▸ **Exercise directions**:
Could you write out all of the data again, word for word?

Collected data
※ ※ ※

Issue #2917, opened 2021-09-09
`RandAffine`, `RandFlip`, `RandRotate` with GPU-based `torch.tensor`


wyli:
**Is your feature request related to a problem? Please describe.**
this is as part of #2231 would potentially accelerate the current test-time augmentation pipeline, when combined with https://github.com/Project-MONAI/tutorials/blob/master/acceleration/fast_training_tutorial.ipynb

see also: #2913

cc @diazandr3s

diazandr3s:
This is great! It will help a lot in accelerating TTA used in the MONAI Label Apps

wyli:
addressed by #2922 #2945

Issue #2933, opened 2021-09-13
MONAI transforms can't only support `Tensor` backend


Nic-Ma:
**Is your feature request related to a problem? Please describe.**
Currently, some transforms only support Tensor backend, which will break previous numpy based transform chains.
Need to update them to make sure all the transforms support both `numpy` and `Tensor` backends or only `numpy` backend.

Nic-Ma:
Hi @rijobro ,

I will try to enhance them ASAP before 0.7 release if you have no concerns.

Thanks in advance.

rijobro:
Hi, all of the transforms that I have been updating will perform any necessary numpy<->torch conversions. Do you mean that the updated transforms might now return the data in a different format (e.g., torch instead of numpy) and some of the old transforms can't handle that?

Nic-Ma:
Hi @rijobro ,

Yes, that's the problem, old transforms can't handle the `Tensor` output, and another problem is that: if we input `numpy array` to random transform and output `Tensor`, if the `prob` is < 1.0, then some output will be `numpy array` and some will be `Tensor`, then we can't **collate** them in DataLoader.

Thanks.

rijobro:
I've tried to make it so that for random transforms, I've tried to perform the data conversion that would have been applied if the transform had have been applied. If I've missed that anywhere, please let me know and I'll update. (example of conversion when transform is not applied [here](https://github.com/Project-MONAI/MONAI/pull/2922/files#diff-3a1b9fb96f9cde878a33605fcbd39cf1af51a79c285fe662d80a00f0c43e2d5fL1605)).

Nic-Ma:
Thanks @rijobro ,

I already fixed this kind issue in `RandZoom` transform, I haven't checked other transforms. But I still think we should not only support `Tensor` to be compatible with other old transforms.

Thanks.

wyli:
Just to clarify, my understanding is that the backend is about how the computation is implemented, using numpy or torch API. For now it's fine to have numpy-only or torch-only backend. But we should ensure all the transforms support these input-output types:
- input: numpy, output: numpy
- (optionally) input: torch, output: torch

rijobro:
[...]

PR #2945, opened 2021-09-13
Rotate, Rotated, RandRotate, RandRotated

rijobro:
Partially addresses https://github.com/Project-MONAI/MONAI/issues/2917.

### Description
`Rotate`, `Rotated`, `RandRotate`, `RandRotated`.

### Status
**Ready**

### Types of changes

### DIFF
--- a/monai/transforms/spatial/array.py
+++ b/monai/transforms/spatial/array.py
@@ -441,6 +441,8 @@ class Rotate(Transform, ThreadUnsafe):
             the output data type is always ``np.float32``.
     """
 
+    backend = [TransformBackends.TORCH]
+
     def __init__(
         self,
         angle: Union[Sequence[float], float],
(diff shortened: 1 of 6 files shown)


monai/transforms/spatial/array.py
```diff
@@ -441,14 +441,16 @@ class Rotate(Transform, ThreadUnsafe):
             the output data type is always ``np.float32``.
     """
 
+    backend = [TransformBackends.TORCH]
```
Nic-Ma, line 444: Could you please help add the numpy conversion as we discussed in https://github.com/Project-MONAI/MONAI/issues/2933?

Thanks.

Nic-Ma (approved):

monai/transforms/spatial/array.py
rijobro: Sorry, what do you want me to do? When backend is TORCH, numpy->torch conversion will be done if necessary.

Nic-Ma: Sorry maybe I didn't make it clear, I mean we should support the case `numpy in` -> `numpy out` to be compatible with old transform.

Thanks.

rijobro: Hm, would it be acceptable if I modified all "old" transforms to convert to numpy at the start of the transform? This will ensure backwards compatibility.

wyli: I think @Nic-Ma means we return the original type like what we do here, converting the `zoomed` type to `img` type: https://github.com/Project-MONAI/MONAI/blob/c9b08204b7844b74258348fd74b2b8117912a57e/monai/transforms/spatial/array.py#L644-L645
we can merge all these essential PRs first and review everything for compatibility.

※ ※ ※

▸ **Written reply**:
Issue #2917, opened 2021-09-09
`RandAffine`, `RandFlip`, `RandRotate` with GPU-based `torch.tensor`


wyli:
**Is your feature request related to a problem? Please describe.**
this is as part of #2231 would potentially accelerate the current test-time augmentation pipeline, when combined with https://github.com/Project-MONAI/tutorials/blob/master/acceleration/fast_training_tutorial.ipynb

see also: #2913

cc @diazandr3s

diazandr3s:
This is great! It will help a lot in accelerating TTA used in the MONAI Label Apps

wyli:
addressed by #2922 #2945

Issue #2933, opened 2021-09-13
MONAI transforms can't only support `Tensor` backend


Nic-Ma:
**Is your feature request related to a problem? Please describe.**
Currently, some transforms only support Tensor backend, which will break previous numpy based transform chains.
Need to update them to make sure all the transforms support both `numpy` and `Tensor` backends or only `numpy` backend.

Nic-Ma:
Hi @rijobro ,

I will try to enhance them ASAP before 0.7 release if you have no concerns.

Thanks in advance.

rijobro:
Hi, all of the transforms that I have been updating will perform any necessary numpy<->torch conversions. Do you mean that the updated transforms might now return the data in a different format (e.g., torch instead of numpy) and some of the old transforms can't handle that?

Nic-Ma:
Hi @rijobro ,

Yes, that's the problem, old transforms can't handle the `Tensor` output, and another problem is that: if we input `numpy array` to random transform and output `Tensor`, if the `prob` is < 1.0, then some output will be `numpy array` and some will be `Tensor`, then we can't **collate** them in DataLoader.

Thanks.

rijobro:
I've tried to make it so that for random transforms, I've tried to perform the data conversion that would have been applied if the transform had have been applied. If I've missed that anywhere, please let me know and I'll update. (example of conversion when transform is not applied [here](https://github.com/Project-MONAI/MONAI/pull/2922/files#diff-3a1b9fb96f9cde878a33605fcbd39cf1af51a79c285fe662d80a00f0c43e2d5fL1605)).

Nic-Ma:
Thanks @rijobro ,

I already fixed this kind issue in `RandZoom` transform, I haven't checked other transforms. But I still think we should not only support `Tensor` to be compatible with other old transforms.

Thanks.

wyli:
Just to clarify, my understanding is that the backend is about how the computation is implemented, using numpy or torch API. For now it's fine to have numpy-only or torch-only backend. But we should ensure all the transforms support these input-output types:
- input: numpy, output: numpy
- (optionally) input: torch, output: torch

rijobro:
[...]

PR #2945, opened 2021-09-13
Rotate, Rotated, RandRotate, RandRotated

rijobro:
Partially addresses https://github.com/Project-MONAI/MONAI/issues/2917.

### Description
`Rotate`, `Rotated`, `RandRotate`, `RandRotated`.

### Status
**Ready**

### Types of changes

### DIFF
--- a/monai/transforms/spatial/array.py
+++ b/monai/transforms/spatial/array.py
@@ -441,6 +441,8 @@ class Rotate(Transform, ThreadUnsafe):
             the output data type is always ``np.float32``.
     """
 
+    backend = [TransformBackends.TORCH]
+
     def __init__(
         self,
         angle: Union[Sequence[float], float],
(diff shortened: 1 of 6 files shown)


monai/transforms/spatial/array.py
```diff
@@ -441,14 +441,16 @@ class Rotate(Transform, ThreadUnsafe):
             the output data type is always ``np.float32``.
     """
 
+    backend = [TransformBackends.TORCH]
```
Nic-Ma, line 444: Could you please help add the numpy conversion as we discussed in https://github.com/Project-MONAI/MONAI/issues/2933?

Thanks.

Nic-Ma (approved):

monai/transforms/spatial/array.py
rijobro: Sorry, what do you want me to do? When backend is TORCH, numpy->torch conversion will be done if necessary.

Nic-Ma: Sorry maybe I didn't make it clear, I mean we should support the case `numpy in` -> `numpy out` to be compatible with old transform.

Thanks.

rijobro: Hm, would it be acceptable if I modified all "old" transforms to convert to numpy at the start of the transform? This will ensure backwards compatibility.

wyli: I think @Nic-Ma means we return the original type like what we do here, converting the `zoomed` type to `img` type: https://github.com/Project-MONAI/MONAI/blob/c9b08204b7844b74258348fd74b2b8117912a57e/monai/transforms/spatial/array.py#L644-L645
we can merge all these essential PRs first and review everything for compatibility.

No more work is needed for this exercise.